SONY!? What are you doing!? cloning Smash brothers?! 0.0 

Jesus I am going to fully hate sony for this thank you.

I did not saw that coming stealing this is the top.


----------



## prowler (Nov 27, 2011)

Dark Langin said:


> SONY!? What are you doing!? cloning Smash brothers?! 0.0
> 
> Jesus I am going to fully hate sony for this thank you.
> 
> I did not saw that coming stealing this is the top.


They aren't copying, stop jumping just because of the title.

pinging guild: PLEASE can you change the title that is making everyone look like ignorant dicks.


----------



## emigre (Nov 27, 2011)

When the fuck did Nintendo invent brawlers and crossover games?


----------



## Foxi4 (Nov 27, 2011)

I think this thread already established that Nintendo doesn't own the genre - brawler's been around since way before SSB, mostly on magical machines called "Arcades" - they seem to be dying as of late, but they're still out there if you know where to look.

EDIT: Whoa, Ninja Double Team?  It's like Pokemon and Assassin's Creed in one!


----------



## Langin (Nov 27, 2011)

emigre said:


> When the fuck did Nintendo invent brawlers and crossover games?



My problem is that they MENTION Smash bros Brawl as THEIR EXAMPLE.


----------



## Guild McCommunist (Nov 27, 2011)

prowler_ said:


> pinging guild: PLEASE can you change the title that is making everyone look like ignorant dicks.



Will do. One sec...


----------



## Veho (Nov 27, 2011)

emigre said:


> When the fuck did Nintendo invent brawlers and crossover games?


Nintendo invented everything.


----------



## Sterling (Nov 27, 2011)

Well, if they can do it better than Brawl, I'll applaud them. However, I do think they'll be getting close (or trying) to the Brawl game play. They're going to need more first party characters if they want to compete with Nintendo's line of fighters.


----------



## Langin (Nov 27, 2011)

Veho said:


> emigre said:
> 
> 
> > When the fuck did Nintendo invent brawlers and crossover games?
> ...



That's it


----------



## Guild McCommunist (Nov 27, 2011)

Dark Langin said:


> emigre said:
> 
> 
> > When the fuck did Nintendo invent brawlers and crossover games?
> ...



Then get angry at the source, not Sony.

Stop acting stupid.


----------



## Foxi4 (Nov 27, 2011)

Dark Langin said:


> emigre said:
> 
> 
> > When the fuck did Nintendo invent brawlers and crossover games?
> ...



*GASP!* They're using good examples to make their game "good", oh the horror! If only they used examples that were sh*t, that'd work.


----------



## Langin (Nov 27, 2011)

Guild McCommunist said:


> Dark Langin said:
> 
> 
> > emigre said:
> ...



I thought it was the developer who was answerining those questions. my excuse for this bashing then.

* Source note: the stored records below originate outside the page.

PR #3517, opened 2026-08-08
[AIE] Fix pathfinder routing through non-physical crossbar hops (#2689)

### LINKED ISSUE #2689: Connectivity graph leads to invalid connections that are flagged as an error
There's an underlying incorrectness in the way connectivity is modeled that leads to invalid errors. But these errors may be fine since there should be an error but just not the error that was flagged.

Connectivity is currently specified such that all bundles/channels for a switchbox are single nodes in a graph. That means when we define the valid connectivity such as in `AIE2TargetModel::isLegalTileConnection` in the `lib/Dialect/AIE/IR/AIETargetModel.cpp`, it treats each port in the switchbox as a single node in a graph. This works ok when connections come from a neighbor to that port, and then that port is routed to another port such as:

tile(0,3) east0 -> tile(1,3) west0 -> tile(1,3) north1 -> tile(1,4) south1

Here, tile(1,3)'s west0 port is a slave that then connects to the north1 port as a master.

However, an alternate connection is possible, such as:
tile(0,3) east0 -> tile(1,3) west0 -> tile(1,3) south3 -> tile(1,3) north1 -> tile(1,4) south1

Here, south3 is a port that is treated as a single node. As such, a graph could be made as above since there is a valid connection between west0 -> south3 and south3 -> north1. However, what is not indicated is that south3 here is a master and a slave and those two roles are distinct ports in the hardware. In order for the above connection to be valid, we would also need the following:
tile(1,2) north3 -> tile(1,2) north3

It is unlikely the current software search algorithm recognizes the need for this and therefore would not create this extra connection. However, the reason this does not come up as an issue is because the Djikstra's algorithm used in pathfinder will never choose this option since it's always more expensive. So in reality, we would never encounter it even if the current structure of the graph allows it.

Where a valid error does come up is with the definition of dma as a single node in the graph. For something like trace which only has valid connection to a limited set of ports (only south direction, not east, west or north), if I wanted to connect trace to the east port, it can accomplish this in the following way:
trace0 -> dma0 -> east0

This is because trace0 cannot route to the east0 port but it can route to dma0. That is specifically dma s2mm0. Likewise, dma0 can route to east0 but that dma is actually mm2s0. Because it doesn't distinguish between s2mm0 and mm2s0, it treats this as a single node, much like how master and slave for the south0 port is treated as the same thing.

This connection is normally never chosen because it should be cheaper to route south rather than east due to this extra hop or the use of the dma0 node, but if all north-south connections are used up, then it will try to go east and it will think it can do this via this erroneous hop to the dma0 node in the graph. The correct error should be that the route is not possible, but instead, an error will be flagged where dma0 is used in two connections (the main dma0 connection that used up the north-south stream connections, and the trace0->dma0->east0 connection). It's unclear if the scenario could occur where it chooses this connection when no other dma0 use is present and thereby allowing it, but at the moment, that doesn't seem likely. As such, while this is a fundamental flaw in the modeling of the connectivity graph, it is treated as a "do no fix" because it will either never be chosen (as in the first example of the use of the south0 port) or an error will be asserted to prevent it from being true, even if that error doesn't accurately represent the "real" error.

hunhoffe:
## Summary
  
Fixes #2689. 

The routing pathfinder modeled each `(tile, port)` as a single graph node regardless of whether it was playing the crossbar's *arriving* or *departing* role. Those are physically distinct wires (e.g. a DMA channel's S2MM-write vs MM2S-read sharing a channel index, or a cardinal direction's incoming vs outgoing link), so the router could chain two intraconnect hops at the same tile with no real wire between them — e.g. compiling `aie.flow(%tile, Trace : 0, %other_tile, DMA : 0)` into `connect<Trace:0, DMA:0>` + `connect<DMA:0, East:2>`, silently dropping the data instead of routing it, with no compile error.

The fix splits each dense routing-graph node into an explicit src-role (signal entering the crossbar) and dst-role (signal leaving it) node. Intraconnect edges now only go src→dst within a tile, and wires only go dst(tile A)→src(tile B), so every hop the router selects corresponds to a real physical connection. This is confined to `AIEPathFinder`'s internal graph construction — no IR/dialect changes.

Also fixes a latent self-loop bug this change exposed in `findPaths()` (`route to self` never had a `continue`, relying on the now-false assumption that a flow's source and destination map to the same dense node).

## Testing

- New regression test for the exact #2689 repro (`test/create-flows/trace_dma_passthrough_invalid.mlir`).
- 5 existing tests updated for legitimate tie-break shifts in channel numbers / path lengths; each new route manually verified to still be a real, fully physical path (no invalid pass-throughs).
- Full `create-flows`/`create-packet-flows`/`find-flows`/`dialect/AIE` suite: 191/191 passing.


include/aie/Dialect/AIE/Transforms/AIEPathFinder.h
```diff
@@ -248,10 +248,28 @@ class Pathfinder : public Router {
...
+  // -> arriving (tile B). Collapsing both roles into one node let the
+  // pathfinder chain two intraconnect hops at the same tile with no real
+  // wire in between (issue #2689).
+  struct RoledEndPoint {
+    PathEndPoint pep;
+    bool isSrcRole;
+    bool operator<(const RoledEndPoint &rhs) const {
+      return std::tie(pep, isSrcRole) < std::tie(rhs.pep, rhs.isSrcRole);
+    }
+  };
```
andrej, line 267: Why not just update `PathEndPoint` to distinguish source from dest endpoints instead of this new struct? I'd assume any user should care. 

(also nit: verbose comment documenting code history, i.m.o. "source and destination ports are distinct wires; treat them as separate ports" would be a sufficient comment here, maybe I'm missing nuance)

Still I does not feel right that Sony does this. What's next? Mario Galaxy? Sony Tennis? The Legend of Sony* move*ing Playstation?


----------



## Guild McCommunist (Nov 27, 2011)

Dark Langin said:


> I thought it was the developer who was answerining those questions. my excuse for this bashing then.
> 
> Still I does not feel right that Sony does this. What's next? Mario Galaxy? Sony Tennis? The Legend of Sony?

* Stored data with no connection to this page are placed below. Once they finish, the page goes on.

PR #3518, opened 2026-08-08
clang-tidy

hunhoffe:
## Description

Rolls out clang-tidy as a blocking CI check across all 102 production C++ files (lib/, tools/), building on the single-file pilot. Bumps clang-tidy/clang-format to 20.1.0 (from 17.0.1) and adds local enforcement via a new pre-commit hook (utils/run_clang_tidy.sh).

### Check-list changes (see .clang-tidy for rationale)
- Re-enables bugprone-unchecked-optional-access, disabled since clang-tidy 17 hung 180s+ on AIEAssignBufferDescriptorIDs.cpp (llvm/llvm-project#55530); completes in ~7s under 20.1.0.
- Scopes clang-analyzer-* to four suites (following Chromium's precedent) instead of the full wildcard, and disables four sub-checks that fire on MLIR/LLVM's own internals via template instantiation, not our code.
- Excludes misc-include-cleaner (matches upstream LLVM's own .clang-tidy) and disables readability-identifier-naming repo-wide for now — it surfaced 614 pre-existing naming violations that aren't safely batch-fixable; tracked as separate follow-up work.

### Real bugs found and fixed
- FoldMulAddChainToConvOp.cpp: self-comparison bug (convMac->rhs == convMac->rhs, always true) that should have compared against convMac2, silently breaking the rhs-mismatch rejection.
- NpuDmaMemcpyNdOp::getArrayAttrMaxRanks(): declared static in AIEX.td, but OffsetSizeAndStrideOpInterface's default trampoline invokes it via cast<ConcreteOp>(op).method().
- tools/aiecc/Utils.h (CaptureStdio): unconditionally dup2'd savedErr even when its dup() had failed, unlike the already-guarded savedOut.
- tools/aiecc/aiecc.cpp: aiesim.sh's chmod failure was silently swallowed; now logged.

### Other changes
- Systematic migration from deprecated builder.create<OpTy>(...) to OpTy::create(builder, ...).
- Fixed a pkg_resources crash under modern setuptools that broke clang-tidy's own invocation.

## Checklist


.github/workflows/lintAndFormat.yml
```diff
@@ -95,16 +98,40 @@ jobs:
...
-          # aie-headers only aggregates the dialect/op/type tablegen targets;
-          # it does not pull in the Conversion pass enum header or the vendored
-          # xaiengine/*.h headers copied from third_party/aie-rt. Without these,
-          # clang-tidy fails to compile any touched file that includes
-          # aie/Conversion/Passes.h (e.g. lib/Conversion/**) or xaiengine/*.h
-          # (e.g. lib/Targets/AIERT.cpp) with a file-not-found error instead of
-          # a real lint finding.
+          # Pass/op tablegen targets not covered by aie-headers/mlir-headers --
+          # needed so clang-tidy (below) can actually parse pass source files
+          # instead of erroring on a missing generated header. Extend this
```
andrej:
```suggestion
          # needed so clang-tidy (below) can parse pass source files
          # that include generated headers. Extend this
```

andrej (approved):
Only did a superficial pass, seems good!

I think the idea is to incrementally increase the set of checked files across multiple PRs and then eventually just check all?

hunhoffe:
@andre Thanks for taking a look! I think this checks pretty much all of the core cpp files. Did you find anything it's missing?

I said stop acting stupid.

God forbid anyone outside of Nintendo tries to do a game that can even vaguely resemble a Nintendo franchise. I'm sure you were up in arms when Crash Bandicoot came out. A game where you platform in 3D? HOW DARE THEY. TOO MUCH LIKE SUPER MARIO 64. Who cares if it's fun, good, or even great, TOO MUCH LIKE ANOTHER GAME.


----------



## Sterling (Nov 27, 2011)

Dark Langin said:


> I thought it was the developer who was answerining those questions. my excuse for this bashing then.
> 
> Still I does not feel right that Sony does this. What's next? Mario Galaxy? Sony Tennis? The Legend of Sony?


You're being silly man. This doesn't take much thought, and you're putting way too much into it. If Sony wants to make a fighter with their own characters, then let them. If it infringes anything Nintendo, you can bet they'll be all over them. >.


----------



## Hop2089 (Nov 27, 2011)

Foxi4 said:


> I think this thread already established that Nintendo doesn't own the genre - brawler's been around since way before SSB, mostly on magical machines called "Arcades" - they seem to be dying as of late, but they're still out there if you know where to look.
> 
> EDIT: Whoa, Ninja Double Team?  It's like Pokemon and Assassin's Creed in one!



They are dying only in the western nations, Japan, Hong Kong, and South Korea have strong arcade communities.


----------



## Langin (Nov 27, 2011)

Guild McCommunist said:


> Dark Langin said:
> 
> 
> > I thought it was the developer who was answerining those questions. my excuse for this bashing then.
> ...



Crash? No I never bashed into that game, I first heard of it 1 year ago, I did not care since it did not grab my interest.

But I am NOT acting stupid! You SHOULD accept that not everybody likes what companies do. You don't like some things of Nintendo? Well News Flash Sony is the same story! I don't like most parts of the whole Playstation thing.(Few exceptions games like Sqaure's Final fantasy XIII)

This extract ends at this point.